RECORDS SUPPLIED section start

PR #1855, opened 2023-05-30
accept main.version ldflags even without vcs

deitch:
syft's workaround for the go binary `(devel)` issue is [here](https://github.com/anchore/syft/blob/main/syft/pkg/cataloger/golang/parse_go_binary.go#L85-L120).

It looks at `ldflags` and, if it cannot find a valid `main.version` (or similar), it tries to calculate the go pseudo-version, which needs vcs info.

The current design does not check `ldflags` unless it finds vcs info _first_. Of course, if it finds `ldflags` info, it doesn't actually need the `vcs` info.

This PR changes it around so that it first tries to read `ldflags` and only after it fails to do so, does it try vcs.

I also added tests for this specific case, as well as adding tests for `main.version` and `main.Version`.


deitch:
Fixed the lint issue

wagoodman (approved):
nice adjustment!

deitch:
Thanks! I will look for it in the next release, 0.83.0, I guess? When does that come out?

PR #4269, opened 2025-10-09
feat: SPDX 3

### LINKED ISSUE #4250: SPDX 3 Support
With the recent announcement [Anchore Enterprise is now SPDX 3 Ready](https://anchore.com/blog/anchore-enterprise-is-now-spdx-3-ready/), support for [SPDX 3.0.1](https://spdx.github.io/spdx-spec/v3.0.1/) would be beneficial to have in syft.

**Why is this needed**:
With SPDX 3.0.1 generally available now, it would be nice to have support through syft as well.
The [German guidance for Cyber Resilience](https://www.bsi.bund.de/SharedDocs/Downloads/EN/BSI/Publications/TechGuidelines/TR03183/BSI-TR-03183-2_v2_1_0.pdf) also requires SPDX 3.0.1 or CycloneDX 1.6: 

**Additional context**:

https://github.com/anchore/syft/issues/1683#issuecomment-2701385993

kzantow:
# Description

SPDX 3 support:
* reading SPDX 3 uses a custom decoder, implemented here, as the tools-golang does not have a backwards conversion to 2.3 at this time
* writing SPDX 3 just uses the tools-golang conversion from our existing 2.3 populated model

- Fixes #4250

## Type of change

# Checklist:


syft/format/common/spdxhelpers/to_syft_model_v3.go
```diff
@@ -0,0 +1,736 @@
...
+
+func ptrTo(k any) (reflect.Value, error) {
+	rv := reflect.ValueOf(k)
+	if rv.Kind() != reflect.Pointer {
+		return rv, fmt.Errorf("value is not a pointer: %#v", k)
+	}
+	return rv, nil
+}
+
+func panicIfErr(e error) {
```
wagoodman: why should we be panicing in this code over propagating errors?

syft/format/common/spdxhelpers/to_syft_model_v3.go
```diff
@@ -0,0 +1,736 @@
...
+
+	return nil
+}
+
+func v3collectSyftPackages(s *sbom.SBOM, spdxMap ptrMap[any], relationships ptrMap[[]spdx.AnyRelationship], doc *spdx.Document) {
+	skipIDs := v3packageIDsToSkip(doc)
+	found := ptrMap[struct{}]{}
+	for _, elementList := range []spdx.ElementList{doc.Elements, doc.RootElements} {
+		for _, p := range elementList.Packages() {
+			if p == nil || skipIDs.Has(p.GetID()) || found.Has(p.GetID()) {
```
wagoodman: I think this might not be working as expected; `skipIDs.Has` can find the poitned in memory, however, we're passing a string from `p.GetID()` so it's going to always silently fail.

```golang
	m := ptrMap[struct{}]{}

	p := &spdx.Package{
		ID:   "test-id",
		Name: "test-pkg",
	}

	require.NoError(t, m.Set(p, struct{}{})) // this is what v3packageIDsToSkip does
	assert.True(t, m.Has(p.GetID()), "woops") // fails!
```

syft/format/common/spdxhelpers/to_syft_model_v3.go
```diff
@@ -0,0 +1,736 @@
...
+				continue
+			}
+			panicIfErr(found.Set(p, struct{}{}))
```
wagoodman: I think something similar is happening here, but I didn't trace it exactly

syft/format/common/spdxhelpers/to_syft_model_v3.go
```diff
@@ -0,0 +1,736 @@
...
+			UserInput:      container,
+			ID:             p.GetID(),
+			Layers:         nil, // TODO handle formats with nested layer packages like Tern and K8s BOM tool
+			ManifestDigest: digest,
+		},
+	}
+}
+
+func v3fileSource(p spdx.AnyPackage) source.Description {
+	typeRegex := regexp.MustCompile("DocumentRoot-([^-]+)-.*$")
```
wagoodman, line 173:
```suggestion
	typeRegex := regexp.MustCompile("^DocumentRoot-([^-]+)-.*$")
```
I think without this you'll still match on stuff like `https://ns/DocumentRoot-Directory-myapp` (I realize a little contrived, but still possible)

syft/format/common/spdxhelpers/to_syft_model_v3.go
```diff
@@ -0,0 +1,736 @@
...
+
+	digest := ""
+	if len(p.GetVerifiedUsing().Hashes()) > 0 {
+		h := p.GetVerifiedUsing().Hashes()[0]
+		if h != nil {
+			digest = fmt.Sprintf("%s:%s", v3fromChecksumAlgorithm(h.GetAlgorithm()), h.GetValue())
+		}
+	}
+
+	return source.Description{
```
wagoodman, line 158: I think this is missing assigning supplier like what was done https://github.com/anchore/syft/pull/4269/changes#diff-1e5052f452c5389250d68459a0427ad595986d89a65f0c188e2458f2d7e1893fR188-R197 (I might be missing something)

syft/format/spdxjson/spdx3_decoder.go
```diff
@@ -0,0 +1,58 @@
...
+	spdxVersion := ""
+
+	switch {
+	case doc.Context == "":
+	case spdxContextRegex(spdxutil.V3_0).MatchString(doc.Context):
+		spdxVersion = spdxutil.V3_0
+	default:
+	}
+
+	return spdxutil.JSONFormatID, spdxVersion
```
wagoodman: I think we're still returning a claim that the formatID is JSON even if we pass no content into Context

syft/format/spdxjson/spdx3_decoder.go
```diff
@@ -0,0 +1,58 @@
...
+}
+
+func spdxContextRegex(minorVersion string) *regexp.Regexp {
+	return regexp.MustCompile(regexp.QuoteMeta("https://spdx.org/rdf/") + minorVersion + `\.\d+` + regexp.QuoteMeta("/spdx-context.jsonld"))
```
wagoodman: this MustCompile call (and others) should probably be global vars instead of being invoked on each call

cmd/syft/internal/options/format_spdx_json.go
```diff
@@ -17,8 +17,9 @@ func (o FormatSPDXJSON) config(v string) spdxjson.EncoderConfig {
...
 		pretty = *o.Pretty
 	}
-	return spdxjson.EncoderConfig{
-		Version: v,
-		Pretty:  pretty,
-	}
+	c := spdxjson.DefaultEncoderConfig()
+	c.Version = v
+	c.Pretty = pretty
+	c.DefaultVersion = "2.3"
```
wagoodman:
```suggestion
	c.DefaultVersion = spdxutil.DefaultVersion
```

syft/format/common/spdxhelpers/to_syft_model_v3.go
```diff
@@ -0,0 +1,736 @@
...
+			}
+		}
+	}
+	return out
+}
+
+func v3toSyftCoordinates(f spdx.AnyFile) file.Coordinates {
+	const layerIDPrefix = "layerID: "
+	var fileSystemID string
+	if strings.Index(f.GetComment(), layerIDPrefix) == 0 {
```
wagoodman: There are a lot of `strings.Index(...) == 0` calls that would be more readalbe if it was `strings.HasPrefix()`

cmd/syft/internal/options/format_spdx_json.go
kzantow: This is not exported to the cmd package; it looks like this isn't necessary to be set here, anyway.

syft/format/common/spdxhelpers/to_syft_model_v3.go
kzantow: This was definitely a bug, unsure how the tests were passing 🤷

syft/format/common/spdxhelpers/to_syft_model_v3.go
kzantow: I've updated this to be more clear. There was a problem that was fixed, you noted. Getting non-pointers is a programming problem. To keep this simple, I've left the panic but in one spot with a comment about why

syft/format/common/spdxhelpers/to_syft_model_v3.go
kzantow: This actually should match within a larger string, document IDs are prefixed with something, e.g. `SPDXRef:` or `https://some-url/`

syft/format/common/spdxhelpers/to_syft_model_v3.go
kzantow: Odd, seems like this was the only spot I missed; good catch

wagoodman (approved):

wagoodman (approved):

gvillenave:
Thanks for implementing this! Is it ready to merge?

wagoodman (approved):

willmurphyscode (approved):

RECORDS SUPPLIED section end
RECORDS SUPPLIED section start

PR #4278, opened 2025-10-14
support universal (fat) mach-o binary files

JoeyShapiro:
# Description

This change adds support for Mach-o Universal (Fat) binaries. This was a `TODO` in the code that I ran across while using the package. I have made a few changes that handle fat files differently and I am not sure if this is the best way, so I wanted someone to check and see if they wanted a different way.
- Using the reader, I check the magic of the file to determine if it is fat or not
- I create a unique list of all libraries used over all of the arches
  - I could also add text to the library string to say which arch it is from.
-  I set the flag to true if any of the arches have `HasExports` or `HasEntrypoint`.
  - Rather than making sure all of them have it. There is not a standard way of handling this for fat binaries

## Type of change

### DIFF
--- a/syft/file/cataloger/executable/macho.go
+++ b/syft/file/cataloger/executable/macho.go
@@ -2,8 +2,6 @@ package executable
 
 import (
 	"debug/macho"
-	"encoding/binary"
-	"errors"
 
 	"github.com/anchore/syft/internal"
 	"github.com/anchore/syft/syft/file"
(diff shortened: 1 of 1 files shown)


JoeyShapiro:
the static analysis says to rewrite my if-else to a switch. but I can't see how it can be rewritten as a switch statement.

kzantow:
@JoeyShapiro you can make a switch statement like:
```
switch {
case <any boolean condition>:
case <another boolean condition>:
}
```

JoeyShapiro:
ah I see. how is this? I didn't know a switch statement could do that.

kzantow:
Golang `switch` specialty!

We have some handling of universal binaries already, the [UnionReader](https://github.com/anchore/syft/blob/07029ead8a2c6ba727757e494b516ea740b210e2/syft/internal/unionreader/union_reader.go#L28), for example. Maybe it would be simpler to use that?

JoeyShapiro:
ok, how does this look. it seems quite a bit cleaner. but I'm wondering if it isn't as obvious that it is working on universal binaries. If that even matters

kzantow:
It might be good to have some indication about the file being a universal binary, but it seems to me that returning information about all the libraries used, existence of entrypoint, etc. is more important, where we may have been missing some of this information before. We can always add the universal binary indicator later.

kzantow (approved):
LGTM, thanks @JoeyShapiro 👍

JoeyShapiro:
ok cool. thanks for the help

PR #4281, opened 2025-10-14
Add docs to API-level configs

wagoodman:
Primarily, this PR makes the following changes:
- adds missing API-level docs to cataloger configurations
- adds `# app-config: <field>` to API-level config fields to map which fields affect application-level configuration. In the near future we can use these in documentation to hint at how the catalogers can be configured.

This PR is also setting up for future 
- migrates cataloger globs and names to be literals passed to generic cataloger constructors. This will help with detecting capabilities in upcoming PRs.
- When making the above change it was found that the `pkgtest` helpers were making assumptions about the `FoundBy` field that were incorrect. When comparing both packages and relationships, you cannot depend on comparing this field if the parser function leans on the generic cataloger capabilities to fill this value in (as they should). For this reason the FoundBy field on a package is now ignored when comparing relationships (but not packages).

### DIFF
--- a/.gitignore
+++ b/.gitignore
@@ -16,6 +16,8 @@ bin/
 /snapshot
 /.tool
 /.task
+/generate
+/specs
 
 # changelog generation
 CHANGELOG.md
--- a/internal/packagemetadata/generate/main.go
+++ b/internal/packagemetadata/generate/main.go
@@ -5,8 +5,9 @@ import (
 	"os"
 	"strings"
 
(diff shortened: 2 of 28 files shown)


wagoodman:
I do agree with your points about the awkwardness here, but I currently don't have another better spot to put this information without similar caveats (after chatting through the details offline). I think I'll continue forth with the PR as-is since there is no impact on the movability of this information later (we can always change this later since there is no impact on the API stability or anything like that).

RECORDS SUPPLIED section end
RECORDS SUPPLIED section start

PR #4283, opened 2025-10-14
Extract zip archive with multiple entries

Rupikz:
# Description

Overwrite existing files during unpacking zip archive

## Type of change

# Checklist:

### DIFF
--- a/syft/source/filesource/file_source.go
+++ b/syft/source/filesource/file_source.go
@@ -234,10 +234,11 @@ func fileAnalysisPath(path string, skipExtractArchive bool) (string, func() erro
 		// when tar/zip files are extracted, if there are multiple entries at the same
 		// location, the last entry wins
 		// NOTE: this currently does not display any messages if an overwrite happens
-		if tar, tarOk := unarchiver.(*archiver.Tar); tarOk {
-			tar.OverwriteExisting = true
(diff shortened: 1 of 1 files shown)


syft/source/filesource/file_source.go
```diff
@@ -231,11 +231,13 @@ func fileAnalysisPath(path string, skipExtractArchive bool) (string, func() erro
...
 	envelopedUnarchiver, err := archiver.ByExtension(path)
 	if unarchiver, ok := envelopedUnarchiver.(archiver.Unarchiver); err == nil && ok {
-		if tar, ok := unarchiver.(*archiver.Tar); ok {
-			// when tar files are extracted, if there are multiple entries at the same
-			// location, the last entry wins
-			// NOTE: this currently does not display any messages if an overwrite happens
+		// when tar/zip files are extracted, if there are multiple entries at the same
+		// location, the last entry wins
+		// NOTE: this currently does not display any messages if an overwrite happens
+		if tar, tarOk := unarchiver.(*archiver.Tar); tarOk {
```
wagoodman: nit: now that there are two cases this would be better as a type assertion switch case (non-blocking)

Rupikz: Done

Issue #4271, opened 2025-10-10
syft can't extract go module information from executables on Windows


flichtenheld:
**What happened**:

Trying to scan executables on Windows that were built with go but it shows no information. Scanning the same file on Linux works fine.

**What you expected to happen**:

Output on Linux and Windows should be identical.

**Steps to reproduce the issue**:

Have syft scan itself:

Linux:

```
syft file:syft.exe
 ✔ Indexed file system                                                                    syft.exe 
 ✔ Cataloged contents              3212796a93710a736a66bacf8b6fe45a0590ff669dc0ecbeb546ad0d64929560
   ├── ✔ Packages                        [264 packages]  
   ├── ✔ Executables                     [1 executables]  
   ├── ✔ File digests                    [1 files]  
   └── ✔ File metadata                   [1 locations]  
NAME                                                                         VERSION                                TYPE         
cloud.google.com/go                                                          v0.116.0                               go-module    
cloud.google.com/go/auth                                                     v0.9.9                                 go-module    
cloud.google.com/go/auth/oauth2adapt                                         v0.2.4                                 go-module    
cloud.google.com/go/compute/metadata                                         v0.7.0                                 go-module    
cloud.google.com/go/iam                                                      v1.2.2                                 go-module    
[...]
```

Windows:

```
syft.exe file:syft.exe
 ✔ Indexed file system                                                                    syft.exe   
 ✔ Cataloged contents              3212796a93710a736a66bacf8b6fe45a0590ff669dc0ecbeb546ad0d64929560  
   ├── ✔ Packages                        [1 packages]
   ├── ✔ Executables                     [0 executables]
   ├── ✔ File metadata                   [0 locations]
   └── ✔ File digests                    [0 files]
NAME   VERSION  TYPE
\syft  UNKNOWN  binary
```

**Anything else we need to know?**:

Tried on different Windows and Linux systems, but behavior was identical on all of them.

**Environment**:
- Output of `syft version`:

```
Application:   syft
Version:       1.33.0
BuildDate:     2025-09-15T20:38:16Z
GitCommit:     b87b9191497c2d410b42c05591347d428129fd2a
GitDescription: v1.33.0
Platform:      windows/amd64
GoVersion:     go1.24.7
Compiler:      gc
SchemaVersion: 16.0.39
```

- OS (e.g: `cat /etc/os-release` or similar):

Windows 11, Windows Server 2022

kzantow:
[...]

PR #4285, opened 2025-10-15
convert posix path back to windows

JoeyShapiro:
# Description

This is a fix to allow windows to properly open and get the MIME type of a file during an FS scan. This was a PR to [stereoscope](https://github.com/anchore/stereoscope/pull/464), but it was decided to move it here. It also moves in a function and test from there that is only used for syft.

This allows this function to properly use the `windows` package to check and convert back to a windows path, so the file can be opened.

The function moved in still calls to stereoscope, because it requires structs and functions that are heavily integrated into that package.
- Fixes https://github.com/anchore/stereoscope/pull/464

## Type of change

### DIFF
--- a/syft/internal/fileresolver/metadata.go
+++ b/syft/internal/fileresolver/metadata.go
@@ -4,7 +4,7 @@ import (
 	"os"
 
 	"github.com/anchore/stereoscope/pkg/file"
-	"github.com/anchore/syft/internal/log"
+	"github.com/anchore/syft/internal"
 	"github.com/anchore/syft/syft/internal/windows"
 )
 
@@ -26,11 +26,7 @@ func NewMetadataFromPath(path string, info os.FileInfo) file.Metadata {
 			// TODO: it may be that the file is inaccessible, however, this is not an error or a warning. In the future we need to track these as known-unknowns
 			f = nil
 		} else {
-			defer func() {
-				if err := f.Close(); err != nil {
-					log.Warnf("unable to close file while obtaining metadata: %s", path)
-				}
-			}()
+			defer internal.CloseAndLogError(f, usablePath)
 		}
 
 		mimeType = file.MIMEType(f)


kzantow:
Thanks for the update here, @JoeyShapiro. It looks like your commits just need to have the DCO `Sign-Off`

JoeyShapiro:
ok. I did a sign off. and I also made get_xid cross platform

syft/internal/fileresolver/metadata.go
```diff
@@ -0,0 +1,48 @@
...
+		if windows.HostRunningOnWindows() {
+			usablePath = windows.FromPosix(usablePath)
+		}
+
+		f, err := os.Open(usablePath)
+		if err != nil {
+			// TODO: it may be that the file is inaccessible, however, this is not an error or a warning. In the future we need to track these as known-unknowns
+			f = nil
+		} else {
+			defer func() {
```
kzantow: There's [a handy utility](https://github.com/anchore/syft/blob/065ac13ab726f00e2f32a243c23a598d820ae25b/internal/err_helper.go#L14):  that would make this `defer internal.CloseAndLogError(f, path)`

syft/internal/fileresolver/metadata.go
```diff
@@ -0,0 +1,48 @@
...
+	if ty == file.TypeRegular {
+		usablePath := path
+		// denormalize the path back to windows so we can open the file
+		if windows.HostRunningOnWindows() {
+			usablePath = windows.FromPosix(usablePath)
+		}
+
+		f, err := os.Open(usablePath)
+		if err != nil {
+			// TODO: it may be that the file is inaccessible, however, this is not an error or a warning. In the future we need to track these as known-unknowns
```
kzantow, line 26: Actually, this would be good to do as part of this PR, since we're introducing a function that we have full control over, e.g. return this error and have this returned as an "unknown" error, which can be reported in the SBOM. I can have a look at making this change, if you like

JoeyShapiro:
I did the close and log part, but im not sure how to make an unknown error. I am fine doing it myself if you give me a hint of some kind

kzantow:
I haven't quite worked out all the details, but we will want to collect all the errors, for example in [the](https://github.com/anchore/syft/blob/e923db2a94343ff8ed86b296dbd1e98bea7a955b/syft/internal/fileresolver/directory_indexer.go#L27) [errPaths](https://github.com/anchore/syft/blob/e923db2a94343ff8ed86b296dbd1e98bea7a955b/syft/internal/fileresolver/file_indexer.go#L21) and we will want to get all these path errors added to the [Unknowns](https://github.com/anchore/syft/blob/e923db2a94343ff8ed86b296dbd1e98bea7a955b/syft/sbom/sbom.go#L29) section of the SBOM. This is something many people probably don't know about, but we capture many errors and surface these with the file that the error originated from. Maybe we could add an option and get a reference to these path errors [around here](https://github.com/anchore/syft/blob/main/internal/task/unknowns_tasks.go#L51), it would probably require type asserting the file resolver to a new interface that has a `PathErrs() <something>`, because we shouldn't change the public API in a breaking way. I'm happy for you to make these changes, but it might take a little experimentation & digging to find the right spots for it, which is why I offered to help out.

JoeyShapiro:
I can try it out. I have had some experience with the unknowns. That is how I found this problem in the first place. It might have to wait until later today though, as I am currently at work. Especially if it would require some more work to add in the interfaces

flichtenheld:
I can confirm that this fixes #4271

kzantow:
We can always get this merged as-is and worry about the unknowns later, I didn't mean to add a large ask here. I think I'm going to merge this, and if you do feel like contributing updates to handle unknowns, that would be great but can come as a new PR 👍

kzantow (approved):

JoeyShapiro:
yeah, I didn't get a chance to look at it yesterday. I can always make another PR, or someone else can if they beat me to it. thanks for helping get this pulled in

RECORDS SUPPLIED section end

### EXERCISE AIM:
Within the records, on how many lines does the word "Indexed" appear? Provide the number alone.

### ANSWER AREA:
2